WORK INSTRUCTIONS:
Repeat the whole listing, keeping every word and every line intact.

GIVEN ENTRIES:
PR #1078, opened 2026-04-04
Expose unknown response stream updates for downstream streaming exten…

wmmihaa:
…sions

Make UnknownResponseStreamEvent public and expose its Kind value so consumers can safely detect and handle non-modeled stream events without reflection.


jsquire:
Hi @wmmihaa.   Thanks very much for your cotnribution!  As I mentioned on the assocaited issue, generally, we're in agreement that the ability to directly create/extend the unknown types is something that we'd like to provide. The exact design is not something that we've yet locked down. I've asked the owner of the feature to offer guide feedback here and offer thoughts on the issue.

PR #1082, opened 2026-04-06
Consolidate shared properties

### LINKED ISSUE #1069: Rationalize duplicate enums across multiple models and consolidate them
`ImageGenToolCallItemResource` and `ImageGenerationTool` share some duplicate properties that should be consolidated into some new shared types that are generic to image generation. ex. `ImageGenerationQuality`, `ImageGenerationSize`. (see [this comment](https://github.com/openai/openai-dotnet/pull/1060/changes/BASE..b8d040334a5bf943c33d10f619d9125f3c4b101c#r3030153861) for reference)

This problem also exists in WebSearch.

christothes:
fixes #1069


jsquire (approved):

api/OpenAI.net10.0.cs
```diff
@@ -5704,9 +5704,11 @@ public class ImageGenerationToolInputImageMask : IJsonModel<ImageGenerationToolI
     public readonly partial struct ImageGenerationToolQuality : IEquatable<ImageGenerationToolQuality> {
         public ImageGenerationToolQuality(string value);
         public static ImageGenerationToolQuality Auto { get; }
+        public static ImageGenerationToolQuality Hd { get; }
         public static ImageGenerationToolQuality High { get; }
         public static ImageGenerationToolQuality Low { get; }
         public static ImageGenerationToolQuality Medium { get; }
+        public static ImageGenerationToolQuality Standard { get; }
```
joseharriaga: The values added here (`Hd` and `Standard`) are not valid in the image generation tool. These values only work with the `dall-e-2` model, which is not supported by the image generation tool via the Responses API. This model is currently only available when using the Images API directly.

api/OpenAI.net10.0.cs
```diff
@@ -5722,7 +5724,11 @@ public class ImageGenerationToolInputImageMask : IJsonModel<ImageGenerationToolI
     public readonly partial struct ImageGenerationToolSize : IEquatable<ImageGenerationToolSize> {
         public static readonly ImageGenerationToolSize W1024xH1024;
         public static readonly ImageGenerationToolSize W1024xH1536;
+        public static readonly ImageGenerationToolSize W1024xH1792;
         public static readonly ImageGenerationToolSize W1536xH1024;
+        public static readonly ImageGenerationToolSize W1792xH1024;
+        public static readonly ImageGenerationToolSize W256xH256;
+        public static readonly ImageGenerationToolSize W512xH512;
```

RESPONSE TO THIS TASK:
PR #1078, opened 2026-04-04
Expose unknown response stream updates for downstream streaming exten…

wmmihaa:
…sions

Make UnknownResponseStreamEvent public and expose its Kind value so consumers can safely detect and handle non-modeled stream events without reflection.


jsquire:
Hi @wmmihaa.   Thanks very much for your cotnribution!  As I mentioned on the assocaited issue, generally, we're in agreement that the ability to directly create/extend the unknown types is something that we'd like to provide. The exact design is not something that we've yet locked down. I've asked the owner of the feature to offer guide feedback here and offer thoughts on the issue.

PR #1082, opened 2026-04-06
Consolidate shared properties

### LINKED ISSUE #1069: Rationalize duplicate enums across multiple models and consolidate them
`ImageGenToolCallItemResource` and `ImageGenerationTool` share some duplicate properties that should be consolidated into some new shared types that are generic to image generation. ex. `ImageGenerationQuality`, `ImageGenerationSize`. (see [this comment](https://github.com/openai/openai-dotnet/pull/1060/changes/BASE..b8d040334a5bf943c33d10f619d9125f3c4b101c#r3030153861) for reference)

This problem also exists in WebSearch.

christothes:
fixes #1069


jsquire (approved):

api/OpenAI.net10.0.cs
```diff
@@ -5704,9 +5704,11 @@ public class ImageGenerationToolInputImageMask : IJsonModel<ImageGenerationToolI
     public readonly partial struct ImageGenerationToolQuality : IEquatable<ImageGenerationToolQuality> {
         public ImageGenerationToolQuality(string value);
         public static ImageGenerationToolQuality Auto { get; }
+        public static ImageGenerationToolQuality Hd { get; }
         public static ImageGenerationToolQuality High { get; }
         public static ImageGenerationToolQuality Low { get; }
         public static ImageGenerationToolQuality Medium { get; }
+        public static ImageGenerationToolQuality Standard { get; }
```
joseharriaga: The values added here (`Hd` and `Standard`) are not valid in the image generation tool. These values only work with the `dall-e-2` model, which is not supported by the image generation tool via the Responses API. This model is currently only available when using the Images API directly.

api/OpenAI.net10.0.cs
```diff
@@ -5722,7 +5724,11 @@ public class ImageGenerationToolInputImageMask : IJsonModel<ImageGenerationToolI
     public readonly partial struct ImageGenerationToolSize : IEquatable<ImageGenerationToolSize> {
         public static readonly ImageGenerationToolSize W1024xH1024;
         public static readonly ImageGenerationToolSize W1024xH1536;
+        public static readonly ImageGenerationToolSize W1024xH1792;
         public static readonly ImageGenerationToolSize W1536xH1024;
+        public static readonly ImageGenerationToolSize W1792xH1024;
+        public static readonly ImageGenerationToolSize W256xH256;
+        public static readonly ImageGenerationToolSize W512xH512;
```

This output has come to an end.